Kim Komenich was a photojournalist with the San Francisco Examiner in 1986 when he took one of the photos for which he received a Pulitzer in spot news photography during the last days of the regime of President Ferdinand Marcos in the Philippines. A picture he took shows Marcos wiping his brow during an election campaign stop in Mindoro in January 1986. In the photo his hand is noticeably bandaged--the result, Marcos said, of handshakes from overzealous supporters.
Komenich had traveled to the Philippines several times between 1984 and 1986, photographing events before, during, and after the revolution that toppled Marcos from power after 20 years and brought to office Corazon Aquino, the widow of assassinated Marcos opponent Benigno Aquino, as the new president.
Visitors also can access and view a database of 300 video clips, 400 audio clips, and 1,000 prize photos.
Part of original Berlin Wall on exhibit at Newseum
Elsewhere the Newseum's Berlin Wall Gallery is the largest display of sections of the original Berlin Wall outside of Germany. The exhibit has eight 12-foot-high graffiti-covered concrete sections of the wall, along with a three-story East German guard tower that was near Checkpoint Charlie--Berlin's best-known East-West crossing--where guards shot many East Berliners attempting to escape to West Berlin.
This focal point of news coverage indicates the role of the press in contributing to the fall of the wall. It includes looped TV footage from November 1989 showing jubilant East and West Germans hacking away at the concrete barrier between them with the collapse of the Soviet Union.
The Interactive Newsroom lets visitors, who often tend to be children, play the role of a photojournalist, editor, reporter, or news anchor at 48 interactive kiosks. Participants must race against deadlines to prepare reports. At one of eight "Be A TV Reporter" stations, youngsters can pick up a microphone, step before a camera, and experience what it's like to be a TV reporter.

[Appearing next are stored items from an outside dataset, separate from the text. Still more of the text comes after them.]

PR #4212, opened 2018-04-15
New Data Source: cognito_user_pools

loivis:
Complete missing part between cognito user pools and api gateway authorizer.

There is no option to filter cognito user pools, so a simple loop is used to match given name.

```
⎇  make fmt; and echo > aws/debug.log ; and make testacc TEST=./aws TESTARGS='-run=TestAccDataSourceAwsCognitoUserPoolIds_basic'
gofmt -w $(find . -name '*.go' |grep -v vendor)
TF_ACC=1 go test ./aws -v -run=TestAccDataSourceAwsCognitoUserPoolIds_basic -timeout 120m
=== RUN   TestAccDataSourceAwsCognitoUserPoolIds_basic
--- PASS: TestAccDataSourceAwsCognitoUserPoolIds_basic (18.81s)
PASS
ok  	github.com/terraform-providers/terraform-provider-aws/aws	18.858s
```

### DIFF
--- a/aws/provider.go
+++ b/aws/provider.go
@@ -173,6 +173,7 @@ func Provider() terraform.ResourceProvider {
 			"aws_cloudformation_stack":             dataSourceAwsCloudFormationStack(),
 			"aws_cloudtrail_service_account":       dataSourceAwsCloudTrailServiceAccount(),
 			"aws_cloudwatch_log_group":             dataSourceAwsCloudwatchLogGroup(),
+			"aws_cognito_user_pools":               dataSourceAwsCognitoUserPools(),
 			"aws_db_instance":                      dataSourceAwsDbInstance(),
 			"aws_db_snapshot":                      dataSourceAwsDbSnapshot(),
 			"aws_dynamodb_table":                   dataSourceAwsDynamoDbTable(),
--- a/website/aws.erb
+++ b/website/aws.erb
@@ -73,6 +73,9 @@
                         <li<%= sidebar_current("docs-aws-datasource-cloudwatch-log-group") %>>
                             <a href="/docs/providers/aws/d/cloudwatch_log_group.html">aws_cloudwatch_log_group</a>
                         </li>
+                        <li<%= sidebar_current("docs-aws-datasource-cognito-user-pools") %>>
+                            <a href="/docs/providers/aws/d/cognito_user_pools.html">aws_cognito_user_pools</a>
+                        </li>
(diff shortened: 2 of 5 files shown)


aws/provider.go
```diff
@@ -173,6 +173,7 @@ func Provider() terraform.ResourceProvider {
 			"aws_cloudformation_stack":             dataSourceAwsCloudFormationStack(),
 			"aws_cloudtrail_service_account":       dataSourceAwsCloudTrailServiceAccount(),
 			"aws_cloudwatch_log_group":             dataSourceAwsCloudwatchLogGroup(),
+			"aws_cognito_user_pool_ids":            dataSourceAwsCognitoUserPoolIds(),
```
bflad: Let's opt to call it `aws_cognito_user_pools` (we may add attributes other than just the ID) - will require refactoring the function names and documentation

website/aws.erb
```diff
@@ -72,6 +72,8 @@
                         </li>
                         <li<%= sidebar_current("docs-aws-datasource-cloudwatch-log-group") %>>
                             <a href="/docs/providers/aws/d/cloudwatch_log_group.html">aws_cloudwatch_log_group</a>
+                        <li<%= sidebar_current("docs-aws-datasource-cognito-user-pool-ids") %>>
+                            <a href="/docs/providers/aws/d/cognito_user_pool_ids.html">aws_cognito_user_pool_ids</a>
```
bflad: Missing `</li>`

aws/data_source_aws_cognito_user_pool_ids.go
```diff
@@ -0,0 +1,78 @@
...
+		Schema: map[string]*schema.Schema{
+			"name": {
+				Type:     schema.TypeString,
+				Required: true,
+			},
+			"ids": {
+				Type:     schema.TypeSet,
+				Computed: true,
+				Elem:     &schema.Schema{Type: schema.TypeString},
+				Set:      schema.HashString,
```
bflad: The `Set: schema.HashString` is unnecessary here

loivis:
Opt to `aws_cognito_user_pools`.

Just noticed there are dangling resources after acceptance test. Tried to add sweeper but it didn't seem to work. Did I miss something?

bflad:
The test sweeper should be part of the resource and not the data source. Let's address it separately.

loivis:
All right. I've removed related code now.

bflad:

Still another Newseum feature is a map assessing press freedom around the world by individual countries. That determination is made by Freedom House, an independent private organization that probes information about freedom around the globe. Its yearly survey examines how freely news and information flow in each country.
From a score of 0 (best) to 100 (worst), countries scoring 0 to 30 are classified as having "free" press, countries scoring 31 to 60 are considered "partly free," and those scoring 61 to 100 are deemed "not free." The full report on press freedom by country is available at www.freedomhouse.org.